WHAT THE EXERCISE ASKS: Find the string "subsequent" in the records. Copy each line that has it.

TASK INPUTS:
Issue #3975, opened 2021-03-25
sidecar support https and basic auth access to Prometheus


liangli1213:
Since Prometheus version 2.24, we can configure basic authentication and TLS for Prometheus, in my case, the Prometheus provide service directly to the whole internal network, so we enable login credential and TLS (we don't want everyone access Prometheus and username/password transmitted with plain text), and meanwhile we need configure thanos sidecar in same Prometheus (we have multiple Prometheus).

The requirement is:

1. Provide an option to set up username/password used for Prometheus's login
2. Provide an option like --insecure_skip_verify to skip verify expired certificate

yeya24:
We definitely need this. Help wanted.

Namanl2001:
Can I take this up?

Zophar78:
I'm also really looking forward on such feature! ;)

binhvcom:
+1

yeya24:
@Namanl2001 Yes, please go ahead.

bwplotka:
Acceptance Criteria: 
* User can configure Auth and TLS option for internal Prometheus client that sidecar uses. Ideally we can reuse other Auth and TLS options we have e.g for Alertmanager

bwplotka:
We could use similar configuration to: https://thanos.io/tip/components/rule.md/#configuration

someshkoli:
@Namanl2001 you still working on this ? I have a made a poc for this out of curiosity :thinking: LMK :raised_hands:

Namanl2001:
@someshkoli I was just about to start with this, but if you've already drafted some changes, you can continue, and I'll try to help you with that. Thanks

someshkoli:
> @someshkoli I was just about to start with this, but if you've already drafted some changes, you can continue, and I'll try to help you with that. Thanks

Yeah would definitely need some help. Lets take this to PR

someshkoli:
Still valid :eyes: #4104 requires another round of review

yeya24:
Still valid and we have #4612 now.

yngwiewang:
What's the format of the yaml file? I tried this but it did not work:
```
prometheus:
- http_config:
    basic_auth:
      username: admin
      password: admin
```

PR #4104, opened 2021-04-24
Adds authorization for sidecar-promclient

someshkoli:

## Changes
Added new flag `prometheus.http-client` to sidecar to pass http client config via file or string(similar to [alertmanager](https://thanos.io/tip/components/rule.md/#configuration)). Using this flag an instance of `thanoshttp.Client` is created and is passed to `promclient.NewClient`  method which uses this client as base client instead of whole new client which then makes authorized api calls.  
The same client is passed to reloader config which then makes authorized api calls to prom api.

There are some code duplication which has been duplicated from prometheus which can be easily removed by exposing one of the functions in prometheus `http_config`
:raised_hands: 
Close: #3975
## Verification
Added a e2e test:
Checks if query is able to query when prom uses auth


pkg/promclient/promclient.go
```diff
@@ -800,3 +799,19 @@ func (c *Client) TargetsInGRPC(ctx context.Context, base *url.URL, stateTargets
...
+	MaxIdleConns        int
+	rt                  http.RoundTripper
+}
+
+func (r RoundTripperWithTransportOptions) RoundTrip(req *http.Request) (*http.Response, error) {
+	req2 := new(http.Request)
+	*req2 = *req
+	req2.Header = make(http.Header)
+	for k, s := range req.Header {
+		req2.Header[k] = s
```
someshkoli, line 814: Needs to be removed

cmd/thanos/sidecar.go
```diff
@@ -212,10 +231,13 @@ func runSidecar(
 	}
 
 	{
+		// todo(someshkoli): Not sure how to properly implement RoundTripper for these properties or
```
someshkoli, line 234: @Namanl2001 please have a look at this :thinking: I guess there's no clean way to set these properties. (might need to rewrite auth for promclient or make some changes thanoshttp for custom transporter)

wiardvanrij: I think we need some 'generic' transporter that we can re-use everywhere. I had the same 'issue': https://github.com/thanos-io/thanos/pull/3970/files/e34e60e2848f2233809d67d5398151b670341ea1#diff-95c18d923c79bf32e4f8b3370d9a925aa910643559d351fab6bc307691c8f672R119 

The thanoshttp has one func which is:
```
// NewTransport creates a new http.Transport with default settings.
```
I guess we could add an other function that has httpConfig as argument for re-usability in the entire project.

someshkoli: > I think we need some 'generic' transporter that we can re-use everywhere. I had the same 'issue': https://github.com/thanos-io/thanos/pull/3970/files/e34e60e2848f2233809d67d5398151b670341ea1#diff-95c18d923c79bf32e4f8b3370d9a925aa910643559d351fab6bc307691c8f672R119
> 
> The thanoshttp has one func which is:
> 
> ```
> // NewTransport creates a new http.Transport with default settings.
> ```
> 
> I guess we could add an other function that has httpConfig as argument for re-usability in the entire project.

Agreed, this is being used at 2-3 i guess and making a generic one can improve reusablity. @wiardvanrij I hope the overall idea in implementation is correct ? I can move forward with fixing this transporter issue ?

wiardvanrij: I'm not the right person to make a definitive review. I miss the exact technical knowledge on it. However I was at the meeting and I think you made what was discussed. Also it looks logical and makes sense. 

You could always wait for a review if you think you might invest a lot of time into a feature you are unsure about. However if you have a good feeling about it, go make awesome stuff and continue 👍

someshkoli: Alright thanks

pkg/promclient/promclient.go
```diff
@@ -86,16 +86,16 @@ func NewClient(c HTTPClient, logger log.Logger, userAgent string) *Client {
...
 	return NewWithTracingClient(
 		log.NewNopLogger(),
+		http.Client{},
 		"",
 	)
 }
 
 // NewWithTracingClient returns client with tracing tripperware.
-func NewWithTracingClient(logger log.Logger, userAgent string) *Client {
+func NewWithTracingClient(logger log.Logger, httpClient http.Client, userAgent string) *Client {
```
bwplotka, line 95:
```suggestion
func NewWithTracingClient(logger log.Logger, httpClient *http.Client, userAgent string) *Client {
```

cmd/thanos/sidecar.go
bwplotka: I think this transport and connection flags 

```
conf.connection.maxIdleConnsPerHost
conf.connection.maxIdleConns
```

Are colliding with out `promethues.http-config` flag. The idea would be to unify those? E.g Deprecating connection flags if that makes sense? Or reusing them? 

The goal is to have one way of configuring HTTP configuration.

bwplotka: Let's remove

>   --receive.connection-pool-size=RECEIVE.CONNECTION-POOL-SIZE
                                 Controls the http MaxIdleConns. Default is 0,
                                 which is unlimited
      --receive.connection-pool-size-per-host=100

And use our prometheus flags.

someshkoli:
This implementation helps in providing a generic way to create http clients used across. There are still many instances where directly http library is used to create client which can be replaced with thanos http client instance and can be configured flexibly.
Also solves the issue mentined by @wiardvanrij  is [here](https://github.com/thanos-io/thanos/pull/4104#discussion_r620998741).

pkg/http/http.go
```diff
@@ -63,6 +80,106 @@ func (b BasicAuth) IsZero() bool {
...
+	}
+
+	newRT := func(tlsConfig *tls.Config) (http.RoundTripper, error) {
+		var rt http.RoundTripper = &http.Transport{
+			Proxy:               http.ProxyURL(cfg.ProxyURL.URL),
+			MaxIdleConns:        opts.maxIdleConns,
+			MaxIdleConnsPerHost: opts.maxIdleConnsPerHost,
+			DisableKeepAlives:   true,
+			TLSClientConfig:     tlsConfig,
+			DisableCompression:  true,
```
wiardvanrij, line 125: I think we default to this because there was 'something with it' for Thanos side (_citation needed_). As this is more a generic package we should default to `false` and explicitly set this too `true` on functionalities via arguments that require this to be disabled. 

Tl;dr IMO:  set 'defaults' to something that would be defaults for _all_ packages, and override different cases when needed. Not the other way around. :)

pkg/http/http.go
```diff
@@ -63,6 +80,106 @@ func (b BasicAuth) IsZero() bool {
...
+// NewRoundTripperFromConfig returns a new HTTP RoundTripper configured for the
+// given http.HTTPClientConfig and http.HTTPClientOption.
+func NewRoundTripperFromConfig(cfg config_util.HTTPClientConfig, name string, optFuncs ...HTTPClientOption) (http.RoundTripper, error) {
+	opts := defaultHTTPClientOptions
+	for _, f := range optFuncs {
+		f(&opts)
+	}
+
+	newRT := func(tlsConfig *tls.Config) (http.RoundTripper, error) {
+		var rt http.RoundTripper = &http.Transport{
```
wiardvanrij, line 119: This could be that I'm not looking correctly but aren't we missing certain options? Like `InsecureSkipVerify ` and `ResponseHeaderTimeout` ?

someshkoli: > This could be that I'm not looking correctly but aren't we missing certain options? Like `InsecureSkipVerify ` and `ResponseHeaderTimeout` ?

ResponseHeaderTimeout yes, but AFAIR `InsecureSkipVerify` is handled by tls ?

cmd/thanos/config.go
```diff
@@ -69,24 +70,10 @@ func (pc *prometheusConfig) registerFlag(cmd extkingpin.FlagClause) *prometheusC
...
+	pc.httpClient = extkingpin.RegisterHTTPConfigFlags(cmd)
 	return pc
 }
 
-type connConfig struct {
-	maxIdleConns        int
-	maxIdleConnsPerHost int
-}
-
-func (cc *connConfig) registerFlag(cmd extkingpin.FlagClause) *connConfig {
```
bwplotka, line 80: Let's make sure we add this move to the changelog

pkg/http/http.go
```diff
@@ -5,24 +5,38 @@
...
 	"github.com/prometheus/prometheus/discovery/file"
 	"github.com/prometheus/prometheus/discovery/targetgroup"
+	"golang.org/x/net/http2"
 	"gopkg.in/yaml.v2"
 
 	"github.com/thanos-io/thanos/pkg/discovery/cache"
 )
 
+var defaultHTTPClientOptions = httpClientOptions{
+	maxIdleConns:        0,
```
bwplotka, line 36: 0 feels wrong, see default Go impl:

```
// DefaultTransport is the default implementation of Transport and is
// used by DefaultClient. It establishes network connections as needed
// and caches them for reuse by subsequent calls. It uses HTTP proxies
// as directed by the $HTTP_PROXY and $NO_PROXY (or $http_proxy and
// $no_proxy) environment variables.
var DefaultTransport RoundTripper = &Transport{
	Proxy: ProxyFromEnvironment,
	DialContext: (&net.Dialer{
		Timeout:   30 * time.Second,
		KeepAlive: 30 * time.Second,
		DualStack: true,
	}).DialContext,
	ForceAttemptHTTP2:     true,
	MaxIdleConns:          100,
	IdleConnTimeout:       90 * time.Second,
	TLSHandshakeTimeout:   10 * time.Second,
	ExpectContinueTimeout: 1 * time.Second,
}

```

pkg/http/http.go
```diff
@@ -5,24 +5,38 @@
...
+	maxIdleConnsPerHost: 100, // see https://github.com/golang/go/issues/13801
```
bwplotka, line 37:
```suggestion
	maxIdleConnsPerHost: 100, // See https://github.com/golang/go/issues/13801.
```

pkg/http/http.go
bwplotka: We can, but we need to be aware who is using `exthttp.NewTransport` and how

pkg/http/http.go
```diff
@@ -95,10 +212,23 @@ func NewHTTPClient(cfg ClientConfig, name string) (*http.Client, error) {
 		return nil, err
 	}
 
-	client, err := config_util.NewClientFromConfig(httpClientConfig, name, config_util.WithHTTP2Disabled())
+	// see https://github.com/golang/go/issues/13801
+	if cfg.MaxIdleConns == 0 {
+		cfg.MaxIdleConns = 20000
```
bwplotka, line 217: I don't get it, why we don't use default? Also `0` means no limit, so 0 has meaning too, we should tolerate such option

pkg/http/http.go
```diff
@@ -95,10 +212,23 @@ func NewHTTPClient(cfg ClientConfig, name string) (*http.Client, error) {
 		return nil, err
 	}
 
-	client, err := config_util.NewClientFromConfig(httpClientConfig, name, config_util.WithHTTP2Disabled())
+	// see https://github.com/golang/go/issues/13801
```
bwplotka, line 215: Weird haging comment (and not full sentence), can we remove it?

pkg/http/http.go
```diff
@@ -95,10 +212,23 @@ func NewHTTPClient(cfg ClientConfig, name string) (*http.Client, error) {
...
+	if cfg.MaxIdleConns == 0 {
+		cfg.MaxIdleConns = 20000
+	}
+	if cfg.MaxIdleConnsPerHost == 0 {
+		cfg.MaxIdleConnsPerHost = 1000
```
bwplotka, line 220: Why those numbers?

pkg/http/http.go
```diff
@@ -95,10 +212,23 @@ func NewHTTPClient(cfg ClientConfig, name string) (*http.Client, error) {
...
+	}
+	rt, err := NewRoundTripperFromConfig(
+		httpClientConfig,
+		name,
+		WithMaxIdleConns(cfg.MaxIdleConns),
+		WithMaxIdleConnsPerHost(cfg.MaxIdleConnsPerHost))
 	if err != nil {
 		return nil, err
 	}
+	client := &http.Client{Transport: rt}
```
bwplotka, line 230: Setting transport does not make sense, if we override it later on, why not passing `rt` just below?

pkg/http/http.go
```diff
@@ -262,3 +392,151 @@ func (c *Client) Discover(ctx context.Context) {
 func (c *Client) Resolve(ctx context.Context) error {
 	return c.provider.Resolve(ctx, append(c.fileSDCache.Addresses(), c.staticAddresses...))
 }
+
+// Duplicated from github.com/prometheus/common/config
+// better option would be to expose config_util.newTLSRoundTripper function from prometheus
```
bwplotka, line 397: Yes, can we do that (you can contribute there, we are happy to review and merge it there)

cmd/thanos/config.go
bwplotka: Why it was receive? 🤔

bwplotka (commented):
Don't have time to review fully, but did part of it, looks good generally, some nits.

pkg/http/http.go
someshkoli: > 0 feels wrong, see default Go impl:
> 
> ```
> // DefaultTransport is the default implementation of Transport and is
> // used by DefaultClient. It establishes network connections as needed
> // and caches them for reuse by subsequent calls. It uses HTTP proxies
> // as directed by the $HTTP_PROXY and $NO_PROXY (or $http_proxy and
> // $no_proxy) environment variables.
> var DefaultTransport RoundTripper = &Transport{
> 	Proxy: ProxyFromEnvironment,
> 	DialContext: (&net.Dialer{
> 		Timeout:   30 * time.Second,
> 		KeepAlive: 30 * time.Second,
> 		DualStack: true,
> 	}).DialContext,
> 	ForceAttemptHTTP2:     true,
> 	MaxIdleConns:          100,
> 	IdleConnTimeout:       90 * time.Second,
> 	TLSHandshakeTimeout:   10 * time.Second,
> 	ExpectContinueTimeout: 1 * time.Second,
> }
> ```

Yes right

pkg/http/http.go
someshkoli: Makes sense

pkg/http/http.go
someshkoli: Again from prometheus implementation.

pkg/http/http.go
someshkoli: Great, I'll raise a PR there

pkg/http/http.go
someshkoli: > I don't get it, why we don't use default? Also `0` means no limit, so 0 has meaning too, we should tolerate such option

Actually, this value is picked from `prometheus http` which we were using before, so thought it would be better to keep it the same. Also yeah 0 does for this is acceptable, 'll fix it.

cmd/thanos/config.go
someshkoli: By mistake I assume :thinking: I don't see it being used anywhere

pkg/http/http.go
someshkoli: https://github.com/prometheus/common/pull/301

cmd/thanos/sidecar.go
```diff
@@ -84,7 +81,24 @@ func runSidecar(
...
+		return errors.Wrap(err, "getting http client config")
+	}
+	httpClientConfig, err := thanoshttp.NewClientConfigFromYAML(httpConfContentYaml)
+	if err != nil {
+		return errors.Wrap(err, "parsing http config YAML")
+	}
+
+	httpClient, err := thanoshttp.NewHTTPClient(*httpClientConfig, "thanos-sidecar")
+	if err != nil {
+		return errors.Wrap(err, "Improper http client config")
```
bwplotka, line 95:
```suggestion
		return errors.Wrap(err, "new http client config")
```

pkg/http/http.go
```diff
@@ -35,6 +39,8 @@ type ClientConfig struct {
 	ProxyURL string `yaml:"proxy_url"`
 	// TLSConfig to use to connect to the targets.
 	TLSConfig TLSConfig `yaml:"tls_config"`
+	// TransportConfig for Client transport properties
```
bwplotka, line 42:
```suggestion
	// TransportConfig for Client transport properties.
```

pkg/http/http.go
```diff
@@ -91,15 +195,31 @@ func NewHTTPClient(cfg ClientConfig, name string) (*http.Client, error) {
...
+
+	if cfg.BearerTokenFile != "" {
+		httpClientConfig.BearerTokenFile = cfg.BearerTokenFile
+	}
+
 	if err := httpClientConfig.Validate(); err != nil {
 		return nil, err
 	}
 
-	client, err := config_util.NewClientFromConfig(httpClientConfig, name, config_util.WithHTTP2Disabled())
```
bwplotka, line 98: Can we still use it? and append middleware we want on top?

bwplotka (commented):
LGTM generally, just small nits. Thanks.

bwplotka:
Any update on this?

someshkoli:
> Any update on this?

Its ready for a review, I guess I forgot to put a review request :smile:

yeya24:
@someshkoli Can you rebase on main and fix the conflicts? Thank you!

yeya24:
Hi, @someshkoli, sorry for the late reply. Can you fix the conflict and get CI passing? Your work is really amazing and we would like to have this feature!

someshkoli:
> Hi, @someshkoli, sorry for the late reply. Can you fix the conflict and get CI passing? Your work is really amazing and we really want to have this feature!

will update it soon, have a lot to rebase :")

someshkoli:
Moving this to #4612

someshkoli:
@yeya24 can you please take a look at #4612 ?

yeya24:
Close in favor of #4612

TASK RESPONSE:
// and caches them for reuse by subsequent calls. It uses HTTP proxies
> // and caches them for reuse by subsequent calls. It uses HTTP proxies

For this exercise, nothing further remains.